PR #133, opened 2016-05-18
Networking: Use Testify for all Networking Unit test cases

mcastelino:
Using testify for unit test cases reduces the complexity of the unit test cases.
This reduces the cyclomatic complexity significantly.

### DIFF
--- a/networking/libsnnet/bridge_test.go
+++ b/networking/libsnnet/bridge_test.go
@@ -17,9 +17,20 @@
 package libsnnet
 
 import (
-	"strings"
 	"testing"
+
+	"github.com/stretchr/testify/assert"
 )
+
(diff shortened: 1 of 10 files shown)


markdryan:
The question is, should we vendor testify?  Vendoring test dependencies is a little trickier due to the way go list works but it can be done.  I can enter an issue for this.

mcastelino:
@markdryan it may not be worth the effort to vendor test dependencies. Also when reading the documentation later I noticed that testify supports versioning. Let me check if the v1 suffices for us and use that.

```
* Latest version: go get github.com/stretchr/testify
* Specific version: go get gopkg.in/stretchr/testify.v1
```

----

About this exercise: Restating all of the data exactly is the whole task.

Reply to the task:
PR #133, opened 2016-05-18
Networking: Use Testify for all Networking Unit test cases

mcastelino:
Using testify for unit test cases reduces the complexity of the unit test cases.
This reduces the cyclomatic complexity significantly.

### DIFF
--- a/networking/libsnnet/bridge_test.go
+++ b/networking/libsnnet/bridge_test.go
@@ -17,9 +17,20 @@
 package libsnnet
 
 import (
-	"strings"
 	"testing"
+
+	"github.com/stretchr/testify/assert"
 )
+
(diff shortened: 1 of 10 files shown)


markdryan:
The question is, should we vendor testify?  Vendoring test dependencies is a little trickier due to the way go list works but it can be done.  I can enter an issue for this.

mcastelino:
@markdryan it may not be worth the effort to vendor test dependencies. Also when reading the documentation later I noticed that testify supports versioning. Let me check if the v1 suffices for us and use that.

```
* Latest version: go get github.com/stretchr/testify
* Specific version: go get gopkg.in/stretchr/testify.v1
```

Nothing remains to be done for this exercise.